PR #71, opened 2019-03-29
Temporary :: old 'replace' PR

vdestraitt:
Add a transformation function for the 'replace' step into mongo step

Related to issue: https://github.com/ToucanToco/vue-query-builder/issues/61

### DIFF
--- a/src/lib/pipeline.ts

• • • • •

**Task directions**
Each line of the data above that contains "replace" counts once; report the total alone.

**Solution to this exercise**
2